§ **Task goal**
Please work out how many lines in the material contain "shortened" and give only that figure.

§ **Extracted entries**
★ ★ ★

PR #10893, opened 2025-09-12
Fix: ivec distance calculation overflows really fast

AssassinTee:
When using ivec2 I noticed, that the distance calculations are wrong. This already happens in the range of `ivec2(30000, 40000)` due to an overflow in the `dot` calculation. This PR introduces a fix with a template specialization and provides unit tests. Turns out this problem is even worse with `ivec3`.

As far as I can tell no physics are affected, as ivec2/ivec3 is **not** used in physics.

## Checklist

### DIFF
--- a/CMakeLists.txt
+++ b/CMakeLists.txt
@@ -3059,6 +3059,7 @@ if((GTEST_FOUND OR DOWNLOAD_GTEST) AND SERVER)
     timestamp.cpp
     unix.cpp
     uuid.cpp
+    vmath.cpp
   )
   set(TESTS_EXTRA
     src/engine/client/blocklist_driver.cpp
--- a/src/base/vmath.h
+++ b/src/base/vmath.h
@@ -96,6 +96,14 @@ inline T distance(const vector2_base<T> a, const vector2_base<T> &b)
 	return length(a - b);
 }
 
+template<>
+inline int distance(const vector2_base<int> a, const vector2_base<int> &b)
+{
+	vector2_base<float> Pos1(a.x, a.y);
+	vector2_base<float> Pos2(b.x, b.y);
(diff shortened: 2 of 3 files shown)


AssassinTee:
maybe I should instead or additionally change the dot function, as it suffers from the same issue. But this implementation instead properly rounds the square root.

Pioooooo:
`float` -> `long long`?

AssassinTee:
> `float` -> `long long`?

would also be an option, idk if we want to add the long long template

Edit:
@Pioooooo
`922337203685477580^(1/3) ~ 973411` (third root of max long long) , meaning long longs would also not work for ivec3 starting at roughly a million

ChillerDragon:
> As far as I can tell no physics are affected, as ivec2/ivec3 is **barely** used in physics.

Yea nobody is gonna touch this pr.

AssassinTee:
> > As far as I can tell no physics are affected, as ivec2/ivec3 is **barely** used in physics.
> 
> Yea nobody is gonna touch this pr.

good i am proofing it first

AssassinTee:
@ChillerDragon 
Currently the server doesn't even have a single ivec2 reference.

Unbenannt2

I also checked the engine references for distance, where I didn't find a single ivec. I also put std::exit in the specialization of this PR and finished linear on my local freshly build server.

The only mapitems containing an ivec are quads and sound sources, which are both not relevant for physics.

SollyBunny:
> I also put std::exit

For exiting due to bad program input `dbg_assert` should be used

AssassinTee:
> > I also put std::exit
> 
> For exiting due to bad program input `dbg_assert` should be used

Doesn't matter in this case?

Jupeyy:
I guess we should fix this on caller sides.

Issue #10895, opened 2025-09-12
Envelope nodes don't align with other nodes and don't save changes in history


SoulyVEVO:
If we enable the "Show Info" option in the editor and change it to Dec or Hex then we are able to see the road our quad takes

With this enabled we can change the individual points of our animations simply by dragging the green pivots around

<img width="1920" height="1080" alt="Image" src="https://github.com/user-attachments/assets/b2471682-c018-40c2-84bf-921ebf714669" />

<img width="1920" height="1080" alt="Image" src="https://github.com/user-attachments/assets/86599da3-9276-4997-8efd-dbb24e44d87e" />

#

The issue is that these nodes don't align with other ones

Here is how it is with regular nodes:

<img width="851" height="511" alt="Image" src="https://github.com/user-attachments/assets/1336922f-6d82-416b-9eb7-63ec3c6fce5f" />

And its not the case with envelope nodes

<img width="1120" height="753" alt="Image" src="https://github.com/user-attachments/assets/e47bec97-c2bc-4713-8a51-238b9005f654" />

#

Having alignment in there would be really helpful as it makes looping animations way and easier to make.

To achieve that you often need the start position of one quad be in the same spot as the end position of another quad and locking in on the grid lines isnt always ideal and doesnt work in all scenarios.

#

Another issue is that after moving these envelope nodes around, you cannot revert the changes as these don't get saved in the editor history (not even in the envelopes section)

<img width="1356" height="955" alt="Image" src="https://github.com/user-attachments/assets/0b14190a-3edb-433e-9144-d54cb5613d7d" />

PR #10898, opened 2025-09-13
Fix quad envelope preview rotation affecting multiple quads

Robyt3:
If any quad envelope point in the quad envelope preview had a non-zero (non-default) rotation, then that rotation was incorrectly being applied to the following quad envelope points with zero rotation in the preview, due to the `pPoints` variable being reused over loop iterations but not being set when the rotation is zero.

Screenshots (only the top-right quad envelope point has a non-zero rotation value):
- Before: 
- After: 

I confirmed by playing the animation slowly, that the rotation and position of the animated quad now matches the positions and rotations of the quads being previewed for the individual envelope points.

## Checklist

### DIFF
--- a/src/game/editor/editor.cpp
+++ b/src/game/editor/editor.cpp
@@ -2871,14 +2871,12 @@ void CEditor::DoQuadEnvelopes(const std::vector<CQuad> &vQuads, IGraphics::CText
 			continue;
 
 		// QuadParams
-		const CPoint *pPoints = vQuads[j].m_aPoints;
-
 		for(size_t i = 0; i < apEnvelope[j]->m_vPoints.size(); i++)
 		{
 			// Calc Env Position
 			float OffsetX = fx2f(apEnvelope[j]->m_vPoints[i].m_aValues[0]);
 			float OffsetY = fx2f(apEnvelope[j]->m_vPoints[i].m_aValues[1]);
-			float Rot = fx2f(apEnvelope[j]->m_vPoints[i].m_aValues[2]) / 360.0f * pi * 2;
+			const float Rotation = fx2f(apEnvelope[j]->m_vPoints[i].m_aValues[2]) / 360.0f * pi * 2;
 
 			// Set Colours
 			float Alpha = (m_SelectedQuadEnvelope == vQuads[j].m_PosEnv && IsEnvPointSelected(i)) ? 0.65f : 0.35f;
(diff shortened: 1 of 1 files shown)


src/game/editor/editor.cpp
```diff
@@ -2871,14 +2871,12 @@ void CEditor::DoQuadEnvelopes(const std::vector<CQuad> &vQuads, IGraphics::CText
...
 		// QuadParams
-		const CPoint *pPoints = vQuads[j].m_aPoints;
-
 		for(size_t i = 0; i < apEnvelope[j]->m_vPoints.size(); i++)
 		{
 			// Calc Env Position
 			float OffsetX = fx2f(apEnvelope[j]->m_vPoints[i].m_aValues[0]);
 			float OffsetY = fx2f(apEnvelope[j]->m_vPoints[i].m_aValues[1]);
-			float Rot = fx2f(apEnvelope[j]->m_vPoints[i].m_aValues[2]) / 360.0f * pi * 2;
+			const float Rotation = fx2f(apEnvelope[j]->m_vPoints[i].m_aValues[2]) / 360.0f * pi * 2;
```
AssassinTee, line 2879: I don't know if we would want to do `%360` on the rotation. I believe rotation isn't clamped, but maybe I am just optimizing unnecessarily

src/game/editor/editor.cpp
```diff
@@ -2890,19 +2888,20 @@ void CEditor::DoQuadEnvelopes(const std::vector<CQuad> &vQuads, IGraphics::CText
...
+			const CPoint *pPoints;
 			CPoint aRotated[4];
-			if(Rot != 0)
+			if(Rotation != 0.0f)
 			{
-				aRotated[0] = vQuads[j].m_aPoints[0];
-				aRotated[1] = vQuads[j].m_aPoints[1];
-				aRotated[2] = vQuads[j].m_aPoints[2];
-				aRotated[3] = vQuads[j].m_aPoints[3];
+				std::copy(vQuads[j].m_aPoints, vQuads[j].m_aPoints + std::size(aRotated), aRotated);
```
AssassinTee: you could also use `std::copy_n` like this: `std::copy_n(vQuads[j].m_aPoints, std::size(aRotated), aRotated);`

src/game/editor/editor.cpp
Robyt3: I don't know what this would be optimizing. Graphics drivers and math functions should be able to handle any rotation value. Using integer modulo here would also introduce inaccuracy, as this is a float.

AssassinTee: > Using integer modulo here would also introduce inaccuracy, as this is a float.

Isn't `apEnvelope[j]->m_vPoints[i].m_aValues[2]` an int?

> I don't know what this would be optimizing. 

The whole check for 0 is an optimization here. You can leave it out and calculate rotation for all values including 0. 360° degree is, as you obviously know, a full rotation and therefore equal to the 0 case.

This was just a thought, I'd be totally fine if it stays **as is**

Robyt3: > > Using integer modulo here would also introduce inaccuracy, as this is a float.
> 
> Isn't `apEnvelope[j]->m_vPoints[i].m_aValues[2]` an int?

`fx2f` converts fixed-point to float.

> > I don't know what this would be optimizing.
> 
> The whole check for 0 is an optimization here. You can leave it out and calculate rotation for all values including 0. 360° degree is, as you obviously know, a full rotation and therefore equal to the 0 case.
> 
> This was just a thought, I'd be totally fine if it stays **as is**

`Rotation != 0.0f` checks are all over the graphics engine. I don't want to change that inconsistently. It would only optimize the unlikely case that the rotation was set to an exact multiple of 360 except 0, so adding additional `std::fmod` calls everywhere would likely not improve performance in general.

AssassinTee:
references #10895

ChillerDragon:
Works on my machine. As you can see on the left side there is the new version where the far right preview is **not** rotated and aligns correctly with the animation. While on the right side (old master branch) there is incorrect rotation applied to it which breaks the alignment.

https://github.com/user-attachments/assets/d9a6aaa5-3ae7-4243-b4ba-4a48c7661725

★ ★ ★

§ **Answer**
2